Senators News: November 20th

-Ottawa lost again last night (5-2 to Philadelphia, here’s the boxscore).  The Sens rallied from an early 2-0 deficit only to give up two quick goals after their own third was called off upon video review (the final goal was into an empty net).  As seems the norm this season, about half of the lineup showed up for the game, which wasn’t quite enough to beat the Flyers.

-The Sens face Minnesota (13-5-4) tonight; the Wild are coming off a 6-2 drubbing at the hands of Montreal.

-I would love to see someone explore what Paul MacLean thinks he’s achieving with the lamentable Greening-Smith-Neil line as well as why he plays Eric Gryba as much as he does.  I’d like to think it’s more sophisticated than the obvious (“big & physical”)–MacLean and his coaching staff are pretty savvy people–is it simply a matter of there’s no better option or does he think he’s achieving something that’s alluding me?

Darren M tries to put his finger on the team’s struggles:

So where did the Senators go wrong? After all, they gained a bunch of healthy bodies, and the losses of Alfredsson and Silfverberg were offset by Bobby Ryan and Clarke MacArthur, who have been two of Ottawa’s best players so far. The loss of Peter Regin was offset by, well, the fact that it was just Peter Regin. Realistically, the biggest holes left unfilled were those of Sergei Gonchar and Andre Benoit, but Benoit was rarely used and the return of Erik Karlsson, even on one leg, should have made up for the loss. Yet something’s different than last year: this year’s team is terrible.
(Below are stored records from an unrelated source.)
PR #235, opened 2021-09-16
Fix thread race condition in URLSessionInstrumentation

nachoBonafonte:
Cover all accesses to requestMap using the proper queue


bryce-b (approved):
pretty straight forward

Darren’s conclusion is that:

The very simple problem facing the Senators is that they are shooting less than other teams and being shot on more than other teams. This is the difference between good clubs and bad ones, hence last year’s club was a good team and this year’s is a bad one.

That’s definitely a key factor, but I’d bring up three more (one of which Darren touches on): regression of the goaltending (not a significant one, but a slight drop from the insane performance from last season), not being taken seriously for part of last season (a rebuilding team), along with a reminder that the Sens did not have to play Western teams–something they (and the rest of the East) have struggled with.
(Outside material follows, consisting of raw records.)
PR #240, opened 2021-09-21
Update swift-atomics to 1.0.0

johnbley:
Pro: swift-atomics went 1.0 about a month ago; the final api changes were fairly minimal and don't affect our code base; and it does bring good benefits like support for library evolution.  

Con: Some of our (otel-swift's) users may also depend on swift-atomics. Unfortunately, Swift Package Manager doesn't have a way to express that otel-swift would be happy with "0.x OR 1.x".  So, there is a small risk of user impact where somebody would be forced into upgrading from swift-atomics 0.0.x to 1.0 (which, again, should be very easy to do).

Balancing everything I think it's OK to move now, but I can also understand wanting to wait a while.

### DIFF
--- a/Package.resolved
+++ b/Package.resolved
@@ -24,8 +24,8 @@
         "repositoryURL": "https://github.com/apple/swift-atomics.git",
         "state": {
           "branch": null,
-          "revision": "26e346cd64f6b92d4089e7fafe2f8e82f60ddb8c",
-          "version": "0.0.2"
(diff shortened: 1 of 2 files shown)


bryce-b:
This looks good to me

nachoBonafonte (approved):
It looks good to me also, and as you say, the risk on user impact is really low.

Varada reminds us that the Sens have given up the first goal in 70% of their games–needless to say, the percentage of NHL teams who win after scoring first is absurdly high.  He also points out that the players the Sens might like to move aren’t particularly tempting to anyone.

-I think the clock on Derek Grant may be nearing midnight; the main asset he brought to the team was his faceoff acumen, but he’s struggled badly three of the last four games and it may be enough for him to be returned to Binghamton in exchange for someone else (perhaps the return of Jean-Gabriel Pageau).
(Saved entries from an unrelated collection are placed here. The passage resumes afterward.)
PR #242, opened 2021-09-30
reverse merge on env-var resource fixes #237

### LINKED ISSUE #237: service.name not set from environment variable
When I run the OTLP Exporter example, the spans that are generated do not seem to pick up service.name from the env variable OTEL_SERVICE_NAME as per
https://github.com/open-telemetry/opentelemetry-specification/blob/main/specification/sdk-environment-variables.md
I also OTEL_RESOURCE_ATTRIBUTES="service.name=TEST" which also did not work and as per the spec link above, OTEL_SERVICE_NAME should take precedence over OTEL_RESOURCE_ATTRIBUTES

bryce-b:
It seems like the env-var resource was using merge backwards, where the env-vars should take precedence.


nachoBonafonte (approved):

nachoBonafonte:
It looks like EasyCLA got stuck, could you force a change?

-Trade rumours continue to swirl as we’ve migrated from Nikitia Nikitin, to Anton Stralman, to Martin Havlat (he of the no-move clause and giant salary), and now Michael Del Zotto.  Putting aside the relative merits of all these players, who are the Sens going to give up for them?  The assets to be sent remain unstated (and as Bob McKenzie pointed out on TSN 1200 last night, given Ottawa’s internal budget it would have to be a dollar-for-dollar trade–very much like the 05-06 season when the cap was introduced).  Is anyone a little gun-shy at acquiring depth defenseman from the Rangers (Matt Gilroy anyone?).  Regardless, I don’t think there’s any trade that serves the organisation long-term that’s worth making–it’s better to suffer through the growth of a young blueline.

-Here’s my look at the Sens at the twenty-game mark.

Peter Morrow writes about the Sens prospects and despite some errors (Andre Petersson is 23, not 24, David Dziurzynski plays the wing, not center, etc), but he does a decent job describing them all.

-I wonder what’s in the water for Nashville and Anaheim’s European goalie scouts?  The Predators Marek Mazanec (a sixth-round pick in 2012 who didn’t make my (or really anyone’s) 2012 draft predictions, Central Scouting had him tenth among European goaltenders the previous year), has been phenomenal in his rookie season, and there’s little need to dwell on Anaheim’s fantastic crop of goaltenders (including some of the best undrafted free agent signings in the NHL).  Goaltending is the hardest position to predict, but clearly these are two organisations who seem to have figured it out.